マクベス:本作の主人公。スコットランド王ダンカンの臣下であったが、ダンカンを殺害して王に即位する。
マクベス夫人:マクベスの妻。野心と実行力はマクベス以上。
ダンカン:スコットランド王。マクベスを重用していたが、暗殺されてしまう。
バンクォー:マクベスの友人。スコットランドの将軍。
マグダフ:スコットランドの貴族。妻子をマクベスに殺され、仇討ちを心に決める。

『マクベス』のあらすじ

 3人の魔女が激しく舞を踊る場面から、物語は始まる。

 当時、スコットランド軍は反乱軍とノルウェー軍と戦っていたが、スコットランド王ダンカンはスコットランドの大勝利の報告を受ける。戦果を上げたスコットランドの将軍にしてグラミスの領主であったマクベスは、友人であるスコットランドの将軍・バンクォーとともに陣営に戻る最中であった。

 その道中、マクベスとバンクォーは3人の魔女に出会う。魔女たちはマクベスに対し「万歳、コーダーの領主」「万歳、いずれ王になるお方」などと呼びかけるのだった。そして、そこへダンカン王の使者が現れる。武勲を上げたマクベスが、新しくコーダーの領主に任命されたということを伝えに来たのである。魔女の言葉通りとなったことに、マクベスとバンクォーは驚くのだった。

 やがて城に帰還したマクベスたちはダンカン王に迎えられた。王はマクベスとバンクォーの功績を讃えながら、息子のマルカム王子を王位継承者に定めると言った。魔女の予言は実現しないかもしれない——。そう思ったマクベスはとある決心をするのであった。

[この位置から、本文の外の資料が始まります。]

PR #6907, opened 2022-08-02
UI/updater: Add update channels

derrod:
### Description

This PR adds the option to select and update channel in the OBS Studio settings.

This implementation is based on https://github.com/obsproject/rfcs/pull/48

2022-08-02_14-20-40_8XF7Ww

ToDo:
- [ ] UI/UX feedback
- [ ] Update server-side components
- [x] Cache list of branches after first load

### Motivation and Context

We want users to be able to opt-into branches for easy switching between stable/beta and possibly test or nightly builds in the future.

### How Has This Been Tested?

UI parts have been tested with a placeholder `branches.json` in `%APPDATA%\obs-studio\update`:

<details>
<summar>Example JSON</summary>

```json
[
  {
    "description": "Semi-stable test builds",
    "display_name": "Beta / Release Candidates",
    "enabled": false,
    "macos": false,
    "name": "beta",
    "visible": true,
    "windows": true
  },
  {
    "description": "Unstable/Unsigned nightly builds",
    "display_name": "Nightly",
    "enabled": true,
    "macos": false,
    "name": "nightly",
    "visible": true,
    "windows": true
  },
  {
    "description": "Test Build to Fix issue #1234",
    "display_name": "Test, Issue #1234",
    "enabled": true,
    "macos": false,
    "name": "test_1234",
    "visible": false,
    "windows": true
  }
]
```

</details>

### Types of changes

### Checklist:


UI/win-update/updater/updater.cpp
```diff
@@ -1188,6 +1189,8 @@ static bool Update(wchar_t *cmdLine)
 			for (int i = 0; i < argc; i++) {
 				if (wcscmp(argv[i], L"Portable") == 0) {
 					bIsPortable = true;
+				} else {
+					branch = argv[i];
```
derrod, line 1193: I'm not sure if this would work as intended (not familiar with low level argument parsing). Perhaps the branch name could just be prefixed with something to be sure (e.g. `-B<branch>`)?

notr1ch: I think in general there needs to be better command line parsing in the updater, it's also needed for another feature I want where OBS passes the manifest path in the command line to allow updating by non-admin users. Perhaps requiring key=value is the way to go, though for compatibility we have to consider the updater can be ran by any older OBS version :(.

derrod: Perhaps a bit jank, but for simple `--<key>=<value>` matching couldn't we do something like this:
```cpp
wstring branch;
wstraing manifest_path;

for (int i = 0; i < argc; i++) {
    // Legacy OBS
    if (wcscmp(argv[i], L"Portable") == 0) {
        bIsPortable = true;
        break;
    }
    
    if (wcsncmp(argv[i], L"--branch=", 9) == 0) {
        branch = argv[i] + 9;
    } else if (wcsncmp(argv[i], L"--manifest=", 11) == 0) {
        manifest_path = argv[i] + 11;
    }
}
```

notr1ch: That should be OK, assuming CommandLineToArgvW handles quoted paths with spaces in the name.

derrod: Based on https://docs.microsoft.com/en-us/windows/win32/api/shellapi/nf-shellapi-commandlinetoargvw it should:

> CommandLineToArgvW treats whitespace outside of quotation marks as argument delimiters.

With the special note that a quotation mark immediately preceeded by a backslash is considered to be part of a file path, and not an escape sequence.

derrod: I've implemented this in https://github.com/obsproject/obs-studio/pull/6907/commits/c9400cc5fa7e0d512777aa8686a7894e95fd1d92 now, I'm not too big a fan of what's needed to convert from a `std::string` to `std::wstring`, unfortunately I may have to go the slightly uglier route of dealing with the raw string and OBS's utilities for this.

derrod: > warning STL4017: std::wbuffer_convert, std::wstring_convert, and the <codecvt> header (containing std::codecvt_mode, std::codecvt_utf8, std::codecvt_utf16, and std::codecvt_utf8_utf16) are deprecated in C++17. (The std::codecvt class template is NOT deprecated.) The C++ Standard doesn't provide equivalent non-deprecated functionality; consider using MultiByteToWideChar() and WideCharToMultiByte() from <Windows.h> instead. 

Well fuck me then.

derrod: Alright, I think I have fixed it now.

Not sure how I would debug the updater itself quite yet, but I'm positive that at least will work.

derrod:
I've made a few changes once again to clean up some things. If anybody has a better idea than keeping track of available branches in `OBSApp` I'm happy to hear them.

Right now I believe there's also the slim chance of a race condition if the settings window is opened at the same time as the fetch thread finishes. Not sure if it's worth introducing a mutex there or if the risk associated with this is ultimately neglibible.

derrod:
After some refactoring this PR is now down to a net gain of 300 lines. I have consolidated all signature-verified HTTP requests in the update code into one function and added a notification if a user's selected branch is no longer available.

I have not yet verified that the UI is not broken on Mac/Linux when the Windows-specific elements get `delete`d.

derrod:
I'm planning to do a full test setup this week, there's also still something missing for checking the beta/RC revision. Also not sure what to do for nightlies, perhaps commit hash?

derrod:
Added a WIP commit for relase/beta builds so they can be differentiated when checking for updates. This still doesn't address what to do for nightlies if we want to provide them. I'm considering that we could use a 64-bit unix timestamp that gets set when it is built instead of the regular OBS version for the internal check when dealing with nightlies.

derrod:
Added `OBS_COMMIT` as a new define that can be used to check if there's a new update instead. This only applies if the commit hash is set within the manifest, which I expect will only be done for non-release builds (e.g. nightlies, test builds, etc.)

derrod:
I've done a full set of tests today with the following:
- Updating from "stable" to "beta" (with deltas)
- Updating from "beta" to "nightly" (without deltas)
- Downgrading from "beta" to "stable" (without deltas)

In doing so I hopefully fixed most of the outstanding bugs. There are some things we may have to consider related to downgrading as newer versions may contain additional files that would not get deleted unless the manifests were updated to include those files in the delete list.

Potential options here:
- Update the stable manifest when new things are added to beta builds (e.g. new plugins)
- Make it possible for the updater to read both the new and installed manifest, and decide deletions based on that

derrod:
Made the following changes today so this PR can be considered "finished" and ready for review:

- Rebased on latest master
- Squashed all related commits together
- Fixed up getting the commit hash from git describe
- Added `windows`/`macos` properties to branches
- Removed manifest filename from branches list (now created programmatically)

The latter are smaller changes in preparation for macOS support, which will be a separate PR based on this branch since it requires larger changes such as updating to Sparkle 2. That way it can be reviewed and worked on separately and won't block the Windows side of things.

UI/data/locale/en-US.ini
```diff
@@ -266,6 +266,8 @@ Updater.Running.Title="Program currently active"
 Updater.Running.Text="Outputs are currently active, please shut down any active outputs before attempting to update"
 Updater.NoUpdatesAvailable.Title="No updates available"
 Updater.NoUpdatesAvailable.Text="No updates are currently available"
+Updater.BranchNotFound.Title="Update channel removed"
```
notr1ch, line 269: Dialog titles should be Title Case.

derrod: I changed it, although it should be noted that none of the others are Title Case (except the integrity check ones I added earlier this year).

notr1ch: Yeah it's something I hate about our dialogs. One day I'm gonna go through them all...

derrod:
In preparation for macOS support I've added a commit to merge `win-update` and `nix-update` into simply `update`. This includes a CMake change to use MbedTLS instead of Windows's crypto APIs as well as some general changes.

This has not been tested on Linux/macOS yet.

WizardCM:
TODO: Test with disabled updater.

derrod:
> TODO: Test with disabled updater.

Currently this doesn't do anything, I'll see if I can update it to hide/remove the new Update section when the flag is set.

derrod:
Rebased on master plus a small behavioural change to disallow downgrades on the stable branch and fix some whitespace formatting.

This change is mainly so that people installing an RC manually don't immediately see a prompt to update (downgrade) to stable. A better solution to this problem would be to automatically set the selected channel to `beta` for beta/RC builds, but that is a change I'd prefer to add to #7723 since the large amount of refactoring and code cleanup it contains would essentially require me to do that twice otherwise.

cmake/Modules/VersionConfig.cmake
```diff
@@ -32,6 +32,13 @@ if(NOT DEFINED OBS_VERSION_OVERRIDE)
         string(REPLACE "." ";" _CANONICAL_SPLIT ${_CANONICAL_SPLIT})
         list(GET _CANONICAL_SPLIT 0 1 2 _OBS_VERSION_CANONICAL)
         string(REPLACE "." ";" _OBS_VERSION ${_OBS_VERSION})
+        # Get 8-character commit hash without "g" prefix
+        foreach(VERSION_PART ${_CANONICAL_SPLIT})
+          if(VERSION_PART MATCHES "^g")
+            string(SUBSTRING ${VERSION_PART}, 1, 8, OBS_COMMIT)
+            break()
+          endif()
+        endforeach()
```
RytoEX, line 41: We use 9-character hashes in CI. Do we want to use 9-characters here?

RytoEX (changes requested):
Some items from a review I'd forgotten to submit.

cmake/Modules/VersionConfig.cmake
derrod: I cannot remember if this had a specific reason behind it. In theory it shouldn't matter.

UI/win-update/updater/updater.cpp
```diff
@@ -1292,10 +1295,17 @@ static bool Update(wchar_t *cmdLine)
 		if (argv) {
 			for (int i = 0; i < argc; i++) {
 				if (wcscmp(argv[i], L"Portable") == 0) {
+					// Legacy OBS
+					bIsPortable = true;
+					break;
+				} else if (wcsncmp(argv[i], L"--branch=", 9) ==
+					   0) {
+					branch = argv[i] + 9;
+				} else if (wcscmp(argv[i], L"--portable") ==
```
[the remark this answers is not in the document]
derrod: `argv[i]` is a null terminated string, for `--branch=` this contains both the name of the parameter as well as its value, so we only want to compare the first 9 characters. But since `--portable` is a flag we can simply compare the whole string and do not need to specify a maximum length.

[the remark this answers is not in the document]
RytoEX: Fair enough.

cmake/Modules/VersionConfig.cmake
RytoEX: Can probably be adjusted later anyway if need be.

RytoEX (approved):
As expressed off-thread, I think we should merge this and iterate upon it as needed. If it proves problematic, we can revert it, make adjustments, and reland later.

derrod:
> As expressed off-thread, I think we should merge this and iterate upon it as needed. If it proves problematic, we can revert it, make adjustments, and reland later.

Should I wait to hear back from @notr1ch regarding server-side path changes?

Also here is the `branches.json` file that should be signed and uploaded before the first release with this feaeture is published (inside a ZIP because github doesn't allow me to upload `.json` directly???):
[branches.zip](https://github.com/obsproject/obs-studio/files/10051259/branches.zip)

 宴会が始まると、マクベス夫人は王の部屋付きの従者の酒に薬を混ぜて眠らせた。皆が寝静まったあとに、マクベスはダンカン王の寝室に向かい、王を刺殺する。「マクベスは眠りを殺した。もうマクベスに眠りはない」という幻聴を聴く。

 朝になって、ダンカン王の遺体が見つかり、城のなかは大騒ぎになる。マクベスは部屋付きの従者を斬殺して口封じをした。王子たちは王が殺されたことで身の危険を感じ、マルカム王子はイングランド、ドナルベイン王子はアイルランドへと逃げる。

 こうして王に即位したマクベスであったが、精神が不安定になり、友人であるバンクォーとその息子フリーアンスに刺客を放ち、バンクォーを殺してしまう。マクベスは心の安定を得るために魔女のもとに向かい、「女の股から生まれたものはマクベスを倒せない」「バーナムの森が侵攻してこない限り安泰だ」との予言を聞き出した。

 その直後、マクベスは有力な貴族マグダフがイングランドに亡命したという知らせを聞く。マグダフはイングランド王のもとに身を寄せるマルカム王子に、マクベス討伐について説得していた。王子はマグダフがマクベスの回し者でないことを確認すると、討伐の準備を進めていることを明かす。マグダフは直後に自分の城がマクベスによって奇襲され、妻と幼い子どもが殺されたことを伝えられ、マクベスへの復讐を誓う。

 ある日、イングランド軍がマクベスの城を攻めた。マクベスは自らを無敵と信じて城に立てこもるが、木の枝を隠れ蓑にして、「バーナムの森が動くかのように」攻めてくるイングランド軍に城が落とされていく。マクベスはついにマグダフと対峙し、「女の腹を破って(帝王切開で)生まれてきた」マグダフに倒されるのであった。